Our perception of protein molecular dynamics has been considerably enriched by NMR experiments like chemical exchange saturation transfer (CEST) and Carr–Purcell–Meiboom–Gill (CPMG) relaxation dispersion.^17,37,49 These experiments have enabled the structural characterization of ‘invisible’ states⁵⁰ and the measurement of molecular properties like diffusion coefficients⁵¹, paramagnetic relaxation enhancement⁵² and hydrogen exchange rates⁵³ in these elusive states. Here we demonstrate the potential of a synergistic combination of ¹³C-CEST and CPMG methods in measuring isothermal H/D exchange rate constants in glycans.
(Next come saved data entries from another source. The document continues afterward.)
PR #507, opened 2024-04-03
Add security plugin

### LINKED ISSUE #94: [FEATURE] Types for users and roles in opensearchapi
As I can see, currently there is no support for the users/roles API in opensearchapi. Could you please include this API to the client?

Jakob3xD:
### Description
- adds security plugin
- moves errors to opensearch package
- add more error types and parse them by type assertion

The changes made to error are more or less braking changes as they get moved to another package.
Normal use should still work but for uses who try to parse the error with `errors.As` it is braking.

### Issues Resolved
Closes #94 

### DIFF
--- a/.ci/opensearch/Dockerfile.opensearch
+++ b/.ci/opensearch/Dockerfile.opensearch
@@ -4,9 +4,21 @@ FROM opensearchproject/opensearch:${OPENSEARCH_VERSION}
 ARG opensearch_path=/usr/share/opensearch
 ARG SECURE_INTEGRATION
 ENV SECURE_INTEGRATION=$SECURE_INTEGRATION
+ARG OPENSEARCH_INITIAL_ADMIN_PASSWORD
 
+# Some opensearch secuirty settings are only present since 2.8.0 and causes older versions to brake if the setting is present
+# https://apple.stackexchange.com/a/123408/11374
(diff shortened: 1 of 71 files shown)


Jakob3xD:
:partying_face: CI is green. I am going to split all the unrelated stuff into separate PRs.

dblock (dismissed):
Nice. Did you roll this code out by hand?

Jakob3xD:
> Nice. Did you roll this code out by hand?

Yes, as the API spec is IMO not in a great state because of issue like [this](https://github.com/opensearch-project/opensearch-api-specification/issues/202) and my focus is on adding the missing plugins I need. As I have no experience with code generation it would take way more time to add the plugins and iron out all the issues the api spec has. 

I am also working on the ISM plugins but the API spec is totally missing and I am trying to get what I need from the Docs but this is also a lot of pain.

dblock:
@Jakob3xD we have done a lot of work in https://github.com/opensearch-project/opensearch-api-specification, moving it to OpenAPI, adding bodies, and generally are going to push on teams such as ISM to add specs. You can get a lot of mileage "for free" there. Remember that we have 8 clients, so in order to keep up with API changes we have to automate.

dblock:
@Jakob3xD rebase?

dblock (approved):

PR #512, opened 2024-04-05
Move error structs from opensearchapi to opensearch to be reused by plugins

Jakob3xD:
### Description
- Move error structs from opensearchapi to opensearch including tests
- Add new errors structs
- Move parseError function from opensearchapi to opensearch error.go as ParseError
- Change ParseError function to do type assertion to determine the correct error type
- Adjust tests to new errors
- Handle non json errors

This is a braking change as the error types are moved to another project and also get renamed.
Needed as preparation for plugin integrations.

### Issues Resolved


dblock (changes requested):
Looks like a publicly-facing backwards-incompatible breaking change? Unless you want to inherit these error types in old names and mark those deprecated, let's bump the version to 4 as part of it?

Jakob3xD:
> Looks like a publicly-facing backwards-incompatible breaking change? Unless you want to inherit these error types in old names and mark those deprecated, let's bump the version to 4 as part of it?

I adjusted the upgrading.md to version 4.0.0. Do you want the release done in this PR or after all my other PRs are merged?
I'd prefer after all the others are merged.

dblock:
> > Looks like a publicly-facing backwards-incompatible breaking change? Unless you want to inherit these error types in old names and mark those deprecated, let's bump the version to 4 as part of it?
> 
> I adjusted the upgrading.md to version 4.0.0. Do you want the release done in this PR or after all my other PRs are merged? I'd prefer after all the others are merged.

After. Usually the version number should be set on working code as early as possible so that nobody confuses it with released code of the previous version.

dblock (approved):
Merging this.

Would it make sense to make some of things like `ParseError` or `UnmarshalJSON` private only?

PR #518, opened 2024-04-08
Updates USER_GUIDE.md and /_samples/

mstephenson6:
### Description

Cleans up example code so it runs and shows a complete cycle of index creation, document indexing, searching, document deletion, and index deletion.

### DIFF
--- a/_samples/search.go
+++ b/_samples/search.go
@@ -7,13 +7,16 @@ package main
 
 import (
 	"context"
+	"crypto/tls"
 	"encoding/json"
 	"fmt"
+	"net/http"
 	"os"
 	"strconv"
 	"strings"
 	"time"
 
+	"github.com/opensearch-project/opensearch-go/v3"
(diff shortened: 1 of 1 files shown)


mstephenson6:
> Thanks!
> 
> I believe this matches what we have in https://github.com/opensearch-project/opensearch-go/tree/main/_samples, so that should be updated as well, and made sure to run. Rebase please, too.

@dblock - Yeah, I think the files in `/_samples` need attention for login at least, `DefaultNewClient()` might not work at all with the v2.13 strong password requirement? I'll line them up with the USER_GUIDE.md change.

mstephenson6:
@dblock - this is cleaned up and ready for review. Thanks for pointing out the other samples. I updated all of them to work with the default strong password in v2.13, and the error-handling code in USER_GUIDE.md now uses `opensearch.Error` from its new package on main.

dblock (approved):

dblock:
TY!

Issue #74, opened 2021-10-20
[FEATURE] Types for ISM in opensearchapi


dbason:
**Is your feature request related to a problem?**
Currently there's no support for the ISM APIs in opensearchapi.  This means to use that feature you need to manually extend the API yourself

**What solution would you like?**
It would be nice if this was included.

**What alternatives have you considered?**
Currently we have written our own implementation.

wbeckler:
@dbason at the moment nobody is working on this. If you have a working implementation, would you be willing to share it as a PR? There is an open question of where to put the plugin methods and how to name them. I think it would be useful to see a working implementation.

saketjain01:
Hello Everyone,

Curious to know if there is any further information available on support of this feature in opensearchapi-go. Or any pointers to the alternatives available to implement ISM policy for data streams in golang.

Appreciate any help here.

salamer:
any progress?

dblock:
@salamer AFAIK nobody is working on this, please feel free to pick it up

PR #524, opened 2024-04-11
Add ISM Policy

Jakob3xD:
### Description
- add ISM Policy

### Issues Resolved
Closes https://github.com/opensearch-project/opensearch-go/issues/74

### DIFF
--- a/plugins/ism/api_test.go
+++ b/plugins/ism/api_test.go
@@ -1,0 +1,260 @@
+// SPDX-License-Identifier: Apache-2.0
+//
+// The OpenSearch Contributors require contributions made to
+// this file be licensed under the Apache-2.0 license or a
+// compatible open source license.
+//
+//go:build integration
+
+package ism_test
+
+import (
+	"testing"
+	"time"
+
+	"github.com/stretchr/testify/assert"
+	"github.com/stretchr/testify/require"
+
+	ostest "github.com/opensearch-project/opensearch-go/v3/internal/test"
+	"github.com/opensearch-project/opensearch-go/v3/opensearchapi"
+	"github.com/opensearch-project/opensearch-go/v3/plugins/ism"
+	osismtest "github.com/opensearch-project/opensearch-go/v3/plugins/ism/internal/test"
+)
+
+func TestClient(t *testing.T) {
+	t.Parallel()
+	client, err := osismtest.NewClient()
+	require.Nil(t, err)
+
+	osClient, err := ostest.NewClient()
+	require.Nil(t, err)
+
+	failingClient, err := osismtest.CreateFailingClient()
+	require.Nil(t, err)
+
+	testPolicy := "testPolicy"
+	testIndex := []string{"test_policy"}
+
+	t.Cleanup(func() { client.Policies.Delete(nil, ism.PoliciesDeleteReq{Policy: testPolicy}) })
+	_, err = client.Policies.Put(
+		nil,
+		ism.PoliciesPutReq{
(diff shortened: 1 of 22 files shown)


internal/test/helper.go
```diff
@@ -118,6 +118,20 @@ func SkipIfNotSecure(t *testing.T) {
 	}
 }
 
+// SkipIfPluginMissing skips a test if the required plugin is missing
+func SkipIfPluginMissing(t *testing.T, client *opensearchapi.Client, plugin string) {
```
dblock, line 122: This may be a bit dangerous since we can be having a passing build, but actually no tests for a given plugin running because of some setup problem.

plugins/ism/api_test.go
```diff
@@ -0,0 +1,261 @@
...
+				},
+			},
+		},
+		{
+			Name: "Change",
+			Tests: []clientTests{
+				{
+					Name: "with request",
+					Results: func() (osismtest.Response, error) {
+						return client.Change(nil, ism.ChangeReq{Indices: testIndex, Body: ism.ChangeBody{PolicyID: testPolicy, State: "delet"}})
```
dblock, line 161: "delet"?

dblock (approved):
LGTM, not sure about that delete below.

I really think you should look into code generation.

internal/test/helper.go
Jakob3xD: The issue is the test against unreleased opensearch where only the core opensearch gets build so not plugin is installed.
The other option would be to check for an ENV or something like that. Maybe a combination of both. If the ENV is set it is okay if the plugins are missing and if the ENV is missing it fails?

dblock: I think you want to be explicit about it in all cases. For example, run a different test suite or tests in different folders in unreleased version vs. non unreleased version?

dblock (changes requested):
Let's get rid of the skip (https://github.com/opensearch-project/opensearch-go/pull/524#discussion_r1565609941) and replace it with something explicit?

internal/test/helper.go
Jakob3xD: I am not sure I can follow your idea but it sounds like you want to use the build tags for testing. So we can test opensearchapi only for unreleased opensearch and test opensearch,security,ism for the other things?
This would require us to tag each file.

dblock: I am not familiar with the mechanisms for this in Go. Tags would work.

In other languages/frameworks we have things like test suites or simply different folders, where you can explicitly say "run all tests" or "run tests in this folder".

Jakob3xD: I added the unreleased option to the make test-integ run to only run tests in the opensearchapi folder.
The opensearchapi commits are issues that came up during the tests.

dblock (approved):
This is much butter, and you can merge as is if you want.

That said, I think the level of indirection of unreleased -> testintegpath is making it unnecessarily complicated. Why not just pass an optional test integ path?

```
make test-integ race=true testintegpath="./opensearchapi/..."
```

This still wouldn't convey the semantics of what we're trying to say, which is that when plugins are installed we want to run integration tests for plugins. I'd expect to be able to do this:

```
make test-integ // runs all, default, for developers
make test-integ-min // tests for a min distribution of OpenSearch (runs in all)
make test-integ-plugins // tests for plugins, does not include -min (runs in all except unreleased)
```

(Please tell me if I am annoying ;))

Jakob3xD:
Merging it but I will create a follow up PR for the testing stuff.

PR #542, opened 2024-05-09
Fix empty request body on retries with compression enabled

### LINKED ISSUE #541: [BUG] Error http: ContentLength=401 with Body length 0
### What is the bug?
I'm getting lots of these errors when indexing documents into a data stream:
`http: ContentLength=401 with Body length 0`

Here's my code:
```go
func (logger *MyLogger) SendLogEvent(event *MyLogEvent) error {
	// Marshal the struct
	s, err := json.Marshal(event)
	if err != nil {
		return WrapError("failed to marshal log event", err)
	}
	// Do the request
	req, err := opensearchapi.IndexReq{
		Index: logger.logsIndexName,
		Body: bytes.NewReader(s),
	}.GetRequest()
	if err != nil {
		return WrapError("failed to create OpenSearch index request", err)
	}
	resp, err := logger.client.Perform(req)
	// Make sure to close the body so the connection can be reused
	if resp != nil && resp.Body != nil {
		defer resp.Body.Close()
	}
	if resp == nil {
		return err
	}
	if err != nil || resp.StatusCode != 201 {
		// Log the error
		return errors.New("failed to log event, statuscode " + resp.Status)
	}
	// Still read the body so the connection can be reused
	io.Copy(io.Discard, resp.Body)
	// Success
	return nil
}
```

Since exchange is studied while magnetization is present on ¹³C nuclei, rate constants can be quantified robustly without interference from dipolar cross-relaxation. ¹³C-¹³C homonuclear scalar couplings also do not complicate the measurement of H/D exchange rates because natural abundance ¹³C magnetization is leveraged in these experiments. Moreover, the use of unlabeled glycan samples eliminates the need for glycan isotope labelling, which is challenging because glycan synthesis is not templated, unlike the cellular production of proteins and nucleic acids. The selective 1D excitation provides flexibility for probing nuclei of interest one at a time, and high-sensitivity CPMG and CEST profiles for a target nucleus can be collected on glycan samples down to 25 mM concentration within a few hours (Fig. S17). We anticipate that precise estimates of hydroxyl exchange rate constants available from our method will be beneficial for detecting transient hydrogen bonds in glycans, which can be used as structural restraints in defining glycan ensembles and for locating hotspots involved in glycan-protein and glycan-glycan recognition.

Associated content

Supporting Information

Supporting Text including a Materials and Methods section describing sample preparation, details of the pulse sequence, ¹³C-CEST and CPMG data processing and analysis, quantitative analysis of differential carbon relaxation in two states; Supporting Figures highlighting the results of simulations, additional glycan ¹³C-CEST and CPMG profiles, ${\chi }_{red}^2$ surfaces, variations in fit parameters at different k_ex values in the ${\chi }_{red}^2$ surface of GC6 in sucrose, intrinsic R₂ measurements from ¹³C-CPMG data, site-specific fractionation factors and ²Δ¹³C(D), results of bootstrap analysis for error estimation, and HSQC spectra of cellobiose and maltose; Supporting Tables of glycan chemical shifts, fit parameters and error analysis from ¹³C-CEST and CPMG profiles.